Tangent time: I studied Economics in college. My education in the subject only goes up to undergrad, and I was never very good at it, so I remember little. One thing I do remember though, is the academic definition of a tournament: a competition with multiple participants where the prizes are heavily weighted toward the victors. A winner-take-all outcome when it comes to resource distribution.

Consider the exact example my outdated textbook used. If Robin Williams (R.I.P.) is the funniest actor in movies and is somehow objectively twice as funny as the next funniest actor in movies, this hypothetical second-place person doesn’t get paid half as much as Robin Williams. They get paid a comparative pittance because the entire audience can get their funny bones tickled by Robin Williams, the best of the best. Like many examples used in textbooks, there’s tons of problems there, but you get the general idea. Random lotteries are not tournaments because the effort to enter is equal. Economic tournaments require the participants to put in effort.

Point time: The degree to which economic tournaments appear in life is surprising, or at least it was to me once I knew what to look for. I design for a living. Tournaments are never designed to benefit the participants. They’re designed to extract maximum value for the organizers, by having the total amount of effort contributed by the participant population during the tournament duration be much higher than the baseline effort without the competition.

That was a mouthful, but the effects of a tournament structure are much simpler to understand. They require a steady stream of participants who are willing to most likely NOT receive a reward proportionate to the level of effort they put in. Maybe they know this part of the deal going in, or maybe they’re overly optimistic. Does every person who enters the World Series of Poker have an accurate read on their chances of winning? I don’t know.

Tournaments are also one of the lowest-investment ways for an organizer to distribute rewards, which is probably one of the reasons why they’re so commonly used.
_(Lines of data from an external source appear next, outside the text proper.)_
PR #1009, opened 2019-07-16
Android: App Bundle Documentation

breautek:
### Platforms affected
Android

### Motivation and Context
This PR is a brother PR of https://github.com/apache/cordova-android/pull/764 that adds documentation related to the new app bundle feature.

### Description
Documented the new acceptable key in `build.json` or via command line, `--packageType`, which accepts a value of `apk` or `bundle`. Defaults to `apk`.

### Testing
I ran `npm serve` to generate the website, and observed my changes locally.
I also ran `npm test`, which builds successfully with "Possible 404 in ToC" warnings. The warnings however appears in master and because they are warnings I did ignore them.

### Checklist

### DIFF
--- a/www/docs/en/dev/guide/platforms/android/index.md
+++ b/www/docs/en/dev/guide/platforms/android/index.md
@@ -328,7 +328,7 @@ To sign an app, you need the following parameters:
 | Alias                 | `--alias`         | The id specifying the private key used for signing
 | Password              | `--password`      | Password for the private key specified
 | Type of the Keystore  | `--keystoreType`  | *Default: auto-detect based on file extension*<br>Either pkcs12 or jks
-| Package Type          | `--packageType`   | *Default: apk*<br>Builds an APK or a bundle (.aab) file.<br>Accepts either `apk` or `bundle`
+| Package Type          | `--packageType`   | *Default: apk*<br>Specify whether to build an APK or an [Android App Bundle] (https://developer.android.com/guide/app-bundle) (.aab) file.<br>Accepts either `apk` or `bundle`
 
 These parameters can be specified using the command line arguments above to
 the [Cordova CLI][cli_reference] `build` or `run` commands.
--- a/www/docs/en/dev/guide/platforms/android/index.md
+++ b/www/docs/en/dev/guide/platforms/android/index.md
@@ -328,13 +328,14 @@ To sign an app, you need the following parameters:
 | Alias                 | `--alias`         | The id specifying the private key used for signing
 | Password              | `--password`      | Password for the private key specified
 | Type of the Keystore  | `--keystoreType`  | *Default: auto-detect based on file extension*<br>Either pkcs12 or jks
+| Package Type          | `--packageType`   | *Default: apk*<br>Builds an APK or a bundle (.aab) file.<br>Accepts either `apk` or `bundle`
 
 These parameters can be specified using the command line arguments above to
 the [Cordova CLI][cli_reference] `build` or `run` commands.
 
 __Note__: You should use double `--` to indicate that these are platform-specific arguments, for example:
 
-`cordova run android --release -- --keystore=../my-release-key.keystore --storePassword=password --alias=alias_name --password=password`.
+`cordova run android --release -- --keystore=../my-release-key.keystore --storePassword=password --alias=alias_name --password=password --packageType=bundle`.
 
 ### Using build.json
 
@@ -350,14 +351,16 @@ build configuration file:
             "storePassword": "android",
             "alias": "mykey1",
             "password" : "password",
-            "keystoreType": ""
+            "keystoreType": "",
+            "packageType": "apk"
         },
         "release": {
             "keystore": "../android.keystore",
             "storePassword": "",
             "alias": "mykey2",
             "password" : "password",
-            "keystoreType": ""
+            "keystoreType": "",
+            "packageType": "bundle"
         }
     }
 }


www/docs/en/dev/guide/platforms/android/index.md
```diff
@@ -328,13 +328,14 @@ To sign an app, you need the following parameters:
 | Alias                 | `--alias`         | The id specifying the private key used for signing
 | Password              | `--password`      | Password for the private key specified
 | Type of the Keystore  | `--keystoreType`  | *Default: auto-detect based on file extension*<br>Either pkcs12 or jks
+| Package Type          | `--packageType`   | *Default: apk*<br>Builds an APK or a bundle (.aab) file.<br>Accepts either `apk` or `bundle`
```
janpio:
```suggestion
| Package Type          | `--packageType`   | *Default: apk*<br>Wether to build an APK or a Android App Bundle (`.aab`) file.<br>Accepts either `apk` or `bundle`
```

janpio:
This PR shows that this being buried under "Signing an App" is probably not enough. Can we somehow make this more prominent? Maybe similar to https://cordova.apache.org/docs/en/latest/guide/platforms/ios/index.html#xcode-build-flags?

A link to https://developer.android.com/guide/app-bundle on the first mention of "App Bundle" would probably also be nice so that users can get some more information about it.

breautek:
> This PR shows that this being buried under Signing an App`is probably not enough.

I agree @janpio  I can mimic the iOS docs here. It looks like mostly an addition, however they do lack `--buildFlag` in the table under Using Flags... but they do have `--packageType` in the table. Perhaps in android docs, we will also include `--packageType` in the Using Flags table, but go in a bit more detail on  using `apk` or `bundle` below? Including the link to the android guide as you suggested (or should the link still be on the first mention?)

janpio:
Feel free to optimize both tables and documentation in general. 

The crux behind the differences is that on iOS the `packageType` indeed is a codesigning thing, while on Android it is a "build type" thing. So maybe we have to think again if this really was a good idea to reuse that parameter or if we are OK with that discrepancy.

breautek:
It does feels right to have it in the `build.json`. I think it's actually nice that you can specify `apk` package type for debug, but have `bundle` package type for release. But the documentation structure makes it weird, perhaps there should be a section for building an app that mirrors the signing the app section.

For example:

## building the app
...
### Using build.json
[shows table flags related to build options]

## signing the app
...
### Using build.json
[shows table flags related to signing options...]

Then of course all my changes will be moved under the building the app section.

janpio:
That might be a good idea - `build.json` and `--buildConfig` is a concept that applies to all platforms, and it seems it can be used for multiple use cases. https://cordova.apache.org/docs/en/latest/guide/platforms/ios/index.html#xcode-build-flags could also be moved into the "build" section then. We would need a more general documentation for `build.json` and `--buildConfig` then - which is useful anyway. 

But maybe we should move that specific part to a new issue and PR to not add to much in here?

---

> I think it's actually nice that you can specify `apk` package type for debug, but have `bundle` package type for release.

I agree with _that_, but my concern was specific to `packageType` having two different positions here:

> on iOS the `packageType` indeed is a codesigning thing, while on Android it is a "build type" thing.

breautek:
> on iOS the packageType indeed is a codesigning thing, while on Android it is a "build type" thing.

Are you sure on that? The docs say...

> This will determine what type of build is generated by Xcode. Valid options are development (the default), enterprise, ad-hoc, and app-store.

And based on the [Apple docs](https://developer.apple.com/library/archive/documentation/ToolsLanguages/Conceptual/DevPortalGuide/DistributinganApp/DistributinganApp.html)

It just sounds like different distribution formats. Which is essentially the same as the android APK and bundle format. I don't think on iOS `packageType` is a codesigning thing either. Regardless of the chosen `packageType` they all need to be signed for distribution, and I think that applies to iOS as well.

janpio:
That is not false, but also not strictly correct at the same time: For iOS the `packageType` defines what kind of signing credentials are used. That also decides what kind of end result you get (similar to APK vs. Bundle), but they are all `.ipa` files - just signed in different ways - so in this case I feel it is more limited to signing. The build that is signed is identical.

www/docs/en/dev/guide/platforms/android/index.md
brodybits: Suggestion by @janpio, with an added word (maybe not needed), spelling fix, and a -> an (spoken language):

```suggestion
| Package Type          | `--packageType`   | *Default: apk*<br>Specify whether to build an APK or an Android App Bundle (`.aab`) file.<br>Accepts either `apk` or `bundle`
```

www/docs/en/dev/guide/platforms/android/index.md
```diff
@@ -350,14 +351,16 @@ build configuration file:
             "storePassword": "android",
             "alias": "mykey1",
             "password" : "password",
-            "keystoreType": ""
+            "keystoreType": "",
```
brodybits: Too bad we have to touch multiple lines whenever we add a new entry to the end. I guess not so much that we can do right now:(

breautek:
> I am approving these changes on the condition that [apache/cordova-android#764](https://github.com/apache/cordova-android/pull/764) is finished and merged first. Sorry for the extra noisy reviews.

I am in progress of making changes outlined back at https://github.com/apache/cordova-docs/pull/1009#issuecomment-512227371 so there will be incoming PR changes. Or are you suggesting to keep what I have currently and leave the re-organizing to another PR?

brodybits:
> I am in progress of making changes outlined back at [#1009 (comment)](https://github.com/apache/cordova-docs/pull/1009#issuecomment-512227371) so there will be incoming PR changes.

I would be happy to review any further changes that you feel are needed.

> Or are you suggesting to keep what I have currently and leave the re-organizing to another PR?

My vote would be to add the required info to document how the feature can be enabled from the command line or enabled by configuration. Just enough information so that someone already familiar with this AAB functionality knows how to use it.

So yes, I would favor that we “leave the re-organizing to another PR”.

Thanks again for your hard work on this functionality!

www/docs/en/dev/guide/platforms/android/index.md
janpio: I mentioned it before: Link "Android App Bundle" to https://developer.android.com/guide/app-bundle for context.

breautek: I have these suggested changes in a pending commit, including the Android App Bundle link

breautek:
> Feel free to optimize both tables and documentation in general.
> 
> The crux behind the differences is that on iOS the `packageType` indeed is a codesigning thing, while on Android it is a "build type" thing. So maybe we have to think again if this really was a good idea to reuse that parameter or if we are OK with that discrepancy. (ping @dpogue)

So at this point I believe this is the last major thing preventing this from moving forward. I'll add my thoughts on this...

Even though `packageType` is a code-signing thing for iOS, I think the metaphor still fits. It is still choosing a package or deployment strategy essentially. Yes, each `packageType` will all yield an `ipa` file, just signed differently. And depending on how the `ipa` file is packaged... depicts on how you can use that `ipa` file.

Likewise for android, following the current naming convention, they have 2 `packageType` options, `apk` and `bundle`. While they may produce two different files, in the end, they are still a package for deployment, just like iOS. The package could be deployed locally to the phone, or it could be uploaded to the play store. So just like iOS, I think the `packageType` metaphor still fits.

janpio:
I would be ok with that. 

To gather more feedback, you should probably send an email to the dev@ mailing list. First explain the PR in general, then mention that this is a problem that concerns were voiced about. Explain it neutrally, then add your explanation. If there are no -1 or objections, we can go ahead and merge this.

breautek:
Pinging the reviewers as requested from the mailing list discussion

@dpogue
@erisu 
@brodybits 
@janpio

Just make sure the top is massively overweighted. If there’s only one prize, and the winner does a 100 in terms of effort, you don’t have to worry about the runner-up who did a 99 effort. They get nothing. It’s a feature, not a bug.

Outside of sports and other competitive extracurriculars, one of the first very big, very important tournaments a young person is going to face is college applications, provided their desires and circumstances lead them in and allow them that direction. Imagine a high school student as a challenger exiting a small dark hallway into a vast arena covered by the blinding sun. They don’t know who their opponents are, or how strong they might be. They may not have been coached, or they may have been given outdated information. And everywhere, everywhere in the stands, they see adults nodding their heads, cheering: Yes. This is how it should be. This is what meritocracy looks like.

The Epic Crush of Genie Lo is about gods, demons and make-believe punching. It’s about the comedy and pain that can ensue when a culture that you’ve never truly experienced as a child of immigrants suddenly catches up with you.

But on some level, whether or not it’s the deepest one, it’s about a high school girl’s slow realization and reaction to the fact that she lives in one long, high stakes, never-ending tournament arc. We could laugh, but then again, so do the rest of us.